Re: [PATCH v3 2/2] s390/mm: re-enable the shared zeropage for !PV and !skeys KVM guests

Christian Borntraeger <borntraeger@xxxxxxxxxxxxx> · Thu, 18 Apr 2024 15:09:20 +0200

Am 16.04.24 um 15:41 schrieb David Hildenbrand:
On 16.04.24 14:02, Christian Borntraeger wrote:

Am 16.04.24 um 08:37 schrieb Alexander Gordeev:

We could piggy-back on vm_fault_to_errno(). We could use
vm_fault_to_errno(rc, FOLL_HWPOISON), and only continue (retry) if the rc is 0 or
-EFAULT, otherwise fail with the returned error.

But I'd do that as a follow up, and also use it in break_ksm() in the same fashion.

@Christian, do you agree with this suggestion?

I would need to look into that more closely to give a proper answer. In general I am ok
with this but I prefer to have more eyes on that.
  From what I can tell we should cover all the normal cases with our CI as soon as it hits
next. But maybe we should try to create/change a selftest to trigger these error cases?

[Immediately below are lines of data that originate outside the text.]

PR #9994, opened 2026-02-02
UI Server: Fix API Paths

m-ildefons:
#### Problem:

The "View in API" function relies on a index.html page generated by Rancher APIServer. This page refers to a Javascript and a CSS document hosted under the `/api-ui` path, however that path isn't routed correctly in Harvester. The actual path where these two documents are available is underneath `/dashboard/api-ui`.

#### Solution:

To fix this, inject the correct path into the index page used for the "View in API" function.
Remove the disfunct implementation stub for the `/api-ui` route as it's no longer needed, since all other web UI paths are served from underneath the `/dashboard` path as well.

#### Related Issue(s):

related-to: harvester/harvester#9614

#### Test plan:

1) Install Harvester
2) Go to Settings --> UI
3) Set `ui-source` to `Bundled`
4) Go to Preferences
5) Enable "View in API"
6) Navigate to any resource in the cluster, click on the menu --> "View in API"

Expected outcome:

There should be a HTML page similar to this screenshot, showing the JSON representation of the selected resource:
Screenshot at 2026-02-02 16-59-55

### DIFF
--- a/pkg/server/router.go
+++ b/pkg/server/router.go
@@ -94,7 +94,6 @@ func (r *Router) Routes(h router.Handlers) http.Handler {
 	vueUI := ui.Vue
 	m.Handle("/dashboard/", vueUI.IndexFile())
 	m.PathPrefix("/dashboard/").Handler(vueUI.IndexFileOnNotFound())
-	m.PathPrefix("/api-ui").Handler(vueUI.ServeAsset("api-ui"))
 
 	if r.options.RancherURL != "" {
 		host, scheme, err := parseRancherServerURL(r.options.RancherURL)
--- a/pkg/server/ui/api.go
+++ b/pkg/server/ui/api.go
@@ -1,10 +1,16 @@
 package ui
 
 import (
+	"fmt"
+
 	apiserver "github.com/rancher/apiserver/pkg/server"
 	"github.com/rancher/apiserver/pkg/writer"
 
 	"github.com/harvester/harvester/pkg/settings"
+)
+
+const (
+	UIAssetPathPrefix = "/dashboard/api-ui"
 )
 
 func ConfigureAPIUI(server *apiserver.Server) {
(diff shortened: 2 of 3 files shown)


Yu-Jack (approved):
LGTM.

I took a look what's going on here. Our `/api-ui/ui.min.css` actually matches the embedded rancher route, but it's still not found. However, when you try `/api-ui/api-ui/ui.min.css`, this one exists. Files location in rancher are `/usr/share/rancher/ui`.

https://github.com/rancher/rancher/blob/3d66af043d1a52a83aeb5c4aa67ada04f0f23ce4/pkg/ui/routes.go#L30
https://github.com/rancher/steve/blob/c80924b808c7bf52ac77781b12ccc1ff3b6d1c57/pkg/ui/handler.go#L148

The reason why this bug came out is that rancher did some changes in route.

v2.12.3: https://github.com/rancher/rancher/blob/d6c02c653d6b6bba1a137c33ca4fc841d62b0172/pkg/ui/routes.go#L30
v2.13.0: https://github.com/rancher/rancher/blob/f93c99323f67e60fc50d17aa4b0ec6f5219575aa/pkg/ui/routes.go#L30

You can see they modified it from `ServeAsset` to `ServeAPIUI`. So, using `/dashboard` might be our only option for this case.

Vicente-Cheng:
Hi @m-ildefons, 
Thanks for your fix, but please keep the PR clean. We don't need any label/milestone/project on the PR side. We tracked the PR with the corresponding issues.

Thanks!

Vicente-Cheng (approved):

m-ildefons:
> I took a look what's going on here. Our /api-ui/ui.min.css actually matches the embedded rancher route, but it's still not found. However, when you try /api-ui/api-ui/ui.min.css, this one exists. Files location in rancher are /usr/share/rancher/ui.

That would explain a lot. I had also tried to make it work under the original path, using the `/api-ui` route, but couldn't. But of course I hadn't checked to see if that route was already occupied by the embedded Rancher :man_facepalming: 

Note, `/api-ui/api-ui/ui.min.css` exists and it seemingly also works ok, but it has a different content than `/dashboard/api-ui/ui.min.css`. So to avoid confusion and surprises in the future (when Rancher inevitably introduces breaking changes again), I prefer the `/dashboard/api-ui/...` solution.

> We don't need any label/milestone/project on the PR side.

Noted. I'm sorry, I'll avoid it in the future.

If we find a shared zeropage we expect the next unsharing fault to succeed except:

(1) OOM, in which case we translate to -ENOMEM.

(2) Some obscure race with MADV_DONTNEED paired with concurrent truncate(), in which case we get an error, but if we look again, we will find the shared zeropage no longer mapped. (this is what break_ksm() describes)

(3) MCE while copying the page, which doesn't quite apply here.

For the time being, we only get shared zeropages in (a) anon mappings (b) MAP_PRIVATE shmem mappings via UFFDIO_ZEROPAGE. So (2) is hard or even impossible to trigger. (1) is hard to test as well, and (3) ...

No easy way to extend selftests that I can see.

Yes, lets just go forward.

If we repeatedly find a shared zeropage in a COW mapping and get an error from the unsharing fault, something else would be deeply flawed. So I'm not really worried about that, but I agree that having a more centralized check will make sense.